When applying for a loan, any borrower will face the issue of insurance. And although cooperation with an insurance company is beneficial, first of all, to the bank itself, the client always pays the premiums.
The financial system works in such a way that risk insurance is often a prerequisite. When applying for almost any loan, the borrower is offered to draw up an insurance contract. On the one hand, the decision on insurance is made by the borrower himself, but often it is provided for by the package terms of the loan agreement. This is one of the ways to reduce the financial risk for the lender. In simple terms, insurance is in the interests of the bank, and it is also the beneficiary. True, in all cases, the borrower pays the insurance premiums. Of course, there is also some benefit for the client from the conclusion of an insurance contract. In the event of an insured event, the insurance company, depending on the terms of the contract, reimburses the bank for the sum insured.
Mortgage and auto insurance
If you buy a house or a car on credit, be sure that you will not get out of the collateral insurance. Moreover, you will have to take out insurance not in the first company that comes across, but only in the one recommended by the financial institution. Usually there are several accredited insurance companies to choose from. When choosing, you should pay attention to the terms of the contract and the amount of the franchise.

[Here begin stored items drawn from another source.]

PR #196, opened 2020-11-18
add blank rules file to build-pkg, use old rules file as example

asdvalenzuela:
In adding more detail to the getting started docs, we noticed that the rules file had been left out of the build package. Since the existing rules file was more of an example file, and so as not to pollute the config with those examples, we renamed `rules.toml` to `rules_complete.toml`. Since defaults for the rules configuration are set in `file_config.go`, `rules.toml` is now blank until folks start adding their own rules. 

Drive-by cleanup of a few things in `file_config.go` and regarding our config tests.


config/file_config.go
```diff
@@ -146,6 +143,8 @@ func NewConfig(config, rules string, errorCallback func(error)) (Config, error)
 
 	r.SetDefault("Sampler", "DeterministicSampler")
```
MikeGoldsmith, line 144: Does these need to happen after the config has been loaded? Could they all be done beforehand?

asdvalenzuela: They don't need to happen after. I think this bit is just meant to continue the distinction between the general config file and the rules file, since these values are all set in the rules file. @martin308 Is that correct?

martin308: we need to do them beforehand AFAIK, which is the case here as we don't load the config until line 150

MikeGoldsmith: Ah, just seen the `SetDefaults` are on the `r` not the `c` object so can't happen any sooner 👍

MikeGoldsmith (approved):

martin308 (approved):
✨

PR #199, opened 2020-12-21
[logger] Properly format duration

dstrelau:
`%d` prints ns, not ms. `%s` will format appropriately for all values.


martin308 (approved):
The actual code change here looks good. Not sure why the build would be failing on the race detection from this change though 🤔

asdvalenzuela (approved):

PR #614, opened 2023-02-24
feat: Add ability to set Redis database and prefix in config

### LINKED ISSUE #544: Redis peer prefix/namespace are not configurable
This is sort of already implemented as 
https://github.com/honeycombio/refinery/blob/main/internal/redimem/redimem.go#L39
```
type RedisMembership struct {
	// Prefix is a way of namespacing your group membership
	Prefix string
	Pool *redis.Pool
	RepeatCount int
}
```
but the value of the prefix is hardcoded to  `refinery` 
https://github.com/honeycombio/refinery/blob/main/internal/peer/redis.go#L94
```
peers := &redisPeers{
		store: &redimem.RedisMembership{
			Prefix: "refinery",
			Pool:   pool,
		},
		...
	}
```

Expose the prefix as a config under PeerManagement

```
[PeerManagement]
Type = "redis"
RedisPrefix = "refinery"
```

kentquirk:

In a blue/green deployment model, two refinery clusters might want to share the same instance of redis. It's also possible that multiple apps want to share one redis. This permits that by:
- allowing the redis "database" (an integer from 0-15) to be specified in the configuration
- allowing the redis "prefix" (a string used in the name of the keys stored in redis) to be set as well. It already existed but was hardcoded to "refinery".

- Add RedisDatabase and RedisPrefix to the PeerManagement section of config.
- Add tests
- Add documentation

Fixes #544

### DIFF
--- a/config_complete.toml
+++ b/config_complete.toml
@@ -219,6 +219,14 @@ Metrics = "honeycomb"
 # Not eligible for live reload.
 # RedisPassword = ""
 
+# RedisDatabase is an integer indicating the database number to use for the Redis instance storing
+# the peer membership. It might be useful to set this in any situation where multiple refinery clusters
+# or multiple applications want to share a single Redis instance.
+# If the environment variable 'REFINERY_REDIS_DATABASE' is set it takes
+# precedence and this value is ignored.
+# Default = 0
+# RedisDatabase = 1
+
 # UseTLS enables TLS when connecting to redis for peer cluster membership management, and sets the MinVersion to 1.2.
 # Not eligible for live reload.
 # UseTLS = false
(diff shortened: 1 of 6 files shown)


config_complete.toml
```diff
@@ -219,6 +219,14 @@ Metrics = "honeycomb"
 # Not eligible for live reload.
 # RedisPassword = ""
 
+# RedisDatabase is an integer indicating the database number to use for the Redis instance storing
```
TylerHelmuth, line 222: Can we add somewhere in this comment that the value must be between 0-15.  I didn't actually know that redis worked like this haha

TylerHelmuth (approved):

config_complete.toml
kentquirk: Done.

Issue #615, opened 2023-02-27
Feature: Allow easily identifying late spans


TylerHelmuth:
**Is your feature request related to a problem? Please describe.**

In addition, keep in mind that you will have to pay insurance premiums for cars or housing purchased on credit until the loan is fully repaid. The amount of the insurance premium for real estate is calculated from the assessed value of the mortgage. Car insurance is somewhat different and can be of several types. As a rule, when purchasing a brand new car on credit, you will have to insure it in full.
Do not neglect the careful choice of the insurance company, because some institutions are known for their resourcefulness in paying insurance when an insured event occurs.
Borrower's life insurance
Borrower's life insurance is another type of insurance that is offered to be issued when applying to a bank for a loan. The principle of operation of such insurance is that if something happens to the borrower, his debt will not hang on his relatives. The insurance company will pay off the balance of the debt to the financial institution in full. Of course, this is beneficial for both the bank and the client. But, again, the fees are paid exclusively by the borrower.
One more point is definitely worth knowing. Insurance companies do not pay contractual obligations in the event of suicide.